DOI: https://doi.org/10.21954/ou.ro.0000ea2b
Abstract
This thesis is an examination of the religious and academic identities of John Venn (1834-1923), logician and biographer, explored by building up a picture of the series of family, religious and academic communities of which he was a part - from the institutional structures of the Church of England, Gonville and Caius College and the University of Cambridge, to more informal networks of friends and professions; and virtual communities of ideas and intellectual influence.
Venn was heir to a clerical, Evangelical dynasty, but his religious doubts led him to resign orders. He established instead an academic reputation through published works on probability and logic; and in later life concentrated upon historical and biographical researches. Venn's departure from Evangelicalism and his development as an academic is explained in terms of the real and virtual communities he 'inherited', such as the Venn family connexion, Evangelical theology and Church party; and those to which he 'acquired' membership, namely the academic networks signified by interactions with colleagues and mediated through journals, learned societies and the institutional structures of the University.

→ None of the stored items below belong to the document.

PR #5061, opened 2021-02-18
Add proper error messages to linter; fix bug in 'collinear-segments' rule

mondeja:
## Summary

This pull request solves two problems:

- Fixes a bug in `collinear-segments` lint rule. My bad, in the current implementation, a lot of hidden positives are being ignored because the function `unshort` of svgpath changes the number of segments. This adds ~~23~~ 22 more icons for the 2021 review.
- Adds proper error messages for `icon-precision`, `ineffective-segments` and `collinear-segments` rules of the linter.

## Detailed explanation

In this pull request, I'm replacing the SVG parsing code of the linter, currently handled by [svgpath](https://github.com/fontello/svgpath/blob/master/lib/path_parse.js), with [svg-path-segments](https://github.com/mondeja/svg-path-segments), a library that I've created to deal with the lack that svgpath has: failed segments can't be recreated to show the user where the problem is. Note that the maintainer of svgpath [does not plan to include this improvement](https://github.com/fontello/svgpath/issues/49). So, after this, all failed segments are properly shown in error messages, as well as its absolute indexes inside the file. This will help a lot debugging some strange linter errors.

Taking advantage of this new implementation, parsing performance has been improved about ~30% because svg-path-segments doesn't make some checks that svgpath parser does, but these are not needed in the context of simple-icons as, if there is an error on the drawing, this should be noted in the review. Anyway, the result of both implementations parsing the icons of simple-icons is the same, as is tested by [this file (part of svg-path-segments test suite)](https://github.com/mondeja/svg-path-segments/blob/master/tests/si-integration.test.js). There are some more differences between svgpath and svg-path-segments parsers, if you want to check which are the exact differences [check this table](https://github.com/mondeja/svg-path-segments#comparison-against-other-implementations).

~~Regarding to the implementation itself, the most weird thing is a function named `segmentsSVGPath` that wraps the SVG parsing logic to use `svg-path-segments` building the `segments` array of the `svgpath` instance.~~ The rest of the code is almost self explanatory, but surely you may find [`svg-path-segments` reference](https://github.com/mondeja/svg-path-segments#reference) useful reviewing it.

---

### TODO after merge

- [ ] Update #4590 list.
- [ ] Update "Solving common linter problems" guide in discussions.


.svglintrc.js
```diff
@@ -33,6 +34,19 @@ function sortObjectByValue(obj) {
     .reduce((r, k) => Object.assign(r, { [k]: obj[k] }), {});
 }
 
+/**
+ * Parses a SVG path using svg-path-segments library and building a svgpath
+ *   instance with the result, returning a convenient object with two properties:
+ *   - `segments`: array of path segments as are returned by svg-path-segments.
+ *   - `svgPath`: instance of svgpath object that can be manipulated easily.
+ **/
```
ericcornelissen, line 42: I'm unfamiliar with this style of this style of documentation. Throughout the simple-icons project we use [JSDoc](https://jsdoc.app/)-style documentation, so I suggest we do the same here.

And one general guideline for writing this kind of documentation that I always try to go by is to describe only what the function does, not how it does that.

```suggestion
/**
 * Parses an SVG path into segments and builds an svgpath instance.
 *
 * @param iconPath The path value of the SVG.
 * @returns An object with two properties
 *     - segments Array of path segments as are returned by svg-path-segments.
  *     - svgPath Instance of svgpath object that can be manipulated easily.
 */
```

.svglintrc.js
```diff
@@ -46,6 +60,27 @@ function collinear(x1, y1, x2, y2, x3, y3) {
     return (x1 * (y2 - y3) + x2 * (y3 - y1) +  x3 * (y1 - y2)) === 0;
 }
 
+/**
+ * Returns the number of decimals that have a number.
+ **/
```
ericcornelissen, line 65:
```suggestion
/**
 * Returns the number of digits after the decimal point.
 *
 * @param num The number of interest.
 */
```

.svglintrc.js
```diff
@@ -46,6 +60,27 @@ function collinear(x1, y1, x2, y2, x3, y3) {
...
+    let elen = parseInt(trail, 10);
+    let idx = base.indexOf('.');
+    return idx == -1 ? elen : base.length - idx - 1 + (op === '+' ? -elen : elen);
+  }
+  return 0;
+};
+
+/**
+ * Returns the index in which a SVG path starts given the content of its file.
+ **/
```
ericcornelissen, line 78:
```suggestion
/**
 * Get the index at which the first path value of an SVG starts.
 *
 * @param svgFileContent The raw SVG as text.
 */
```

ericcornelissen (commented):
If it works, I'm fine with merging this. This should definitely be synced up with `develop` before we merge it though, and ideally I would like to see one of the new SVGs with an error fixed to get some more certainty that the errors are indeed valid.

The only review I can give are the inline comments regarding the documentation and that what is happening in [the `segmentsSVGPath` function](https://github.com/mondeja/simple-icons/blob/a1ed7f2f14c6f4ddeedc3723fe90d74fb4443906/.svglintrc.js#L43-L48) seems incredibly fragile and easy to break.

That said, and not talking about this PR specifically or to you individually @mondeja, I feel like it is increasingly difficult to read this file and after this is merged we should definitely look into refactoring it for clarity (and consistency with other scripts - this script might be what convinces me to start using Prettier in this repo as well :upside_down_face:). Some of these custom linters are incredibly lengthy, seemingly contain a lot of duplication. The amount of unrelated changes in this PR is an extra indication that this file is not in good health...

mondeja:
Rebased, `segmentsSVGPath` function removed and fixed collinear segment error in `icons/automatic.svg` icon, let me know if you want more icons to be fixed.

ericcornelissen (approved):

PR #5066, opened 2021-02-19
Simplify how scripts get icon slugs

ericcornelissen:
**Issue:** n/a
**Alexa rank:** n/a
  

### Checklist

### Description

~~This changes and renames the `titleToSlug` (formerly `titleToFilename`) function once more to avoid having to do `icon.slug || titleToSlug(icon.title)` whenever you're calling the function.~~

~~There are two exceptions to this, one in the `get-filename.js` script where all we have is the brand name; and one in the `build-package.js` script which will be removed in #4920. For this reason we might choose to go with a slightly different approach to refactoring this, namely:~~

- ~~Keep `titleToSlug` in the utilities file.~~
- ~~Add `getIconSlug` and define it as `getIconSlug = icon => icon.slug || titleToSlug(icon.title)`.~~

~~Let me know if that is preferred, I'm happy either way.~~

This adds a utility function called `getIconSlug` that is a basically a shorthand for doing `icon.slug || titleToSlug(icon.title)`.

The changes in `scripts/get-filename.js` are purely for consistency.


scripts/utils.js
```diff
@@ -5,11 +5,11 @@
 
 module.exports = {
   /**
-   * Converts a brand title into a slug/filename.
-   * @param {String} title The title to convert
+   * Get the slug/filename for an icon.
+   * @param {String} title The icon data as it appears in _data/simple-icons.json
```
mondeja, line 9:
```suggestion
   * @param {Object} icon The icon data as it appears in _data/simple-icons.json
```

mondeja (changes requested):
> - Add `getIconSlug` and define it as `getIconSlug = icon => icon.slug || titleToSlug(icon.title)`.

For consistency, I think that this would be the right choice.

ericcornelissen:
> For consistency, I think that this would be the right choice.

Fair enough, updated the Pull Request :+1:

mondeja (approved):
Perfect, lets go ahead with the merge :+1:

PR #471, opened 2016-07-28
fixes #469 by making infinite scroll work for users views

### LINKED ISSUE #469: User View stuck on Please Wait..
User view seems to be picking up some of the Infinite Scroll JavaScript, but not returning results.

This biographical study of Venn is an entry point for examining broader historical themes in nineteenth century religion and academia; in particular, the development of mid-Victorian Evangelicalism, the course of University reform and the emergence of clerical and academic professional identities. It is also a case-study of religious doubt against which to compare the literature on crises of faith and the experiences of other sons of Evangelicalism, such as Leslie and Fitzjames Stephen and Henry Sidgwick.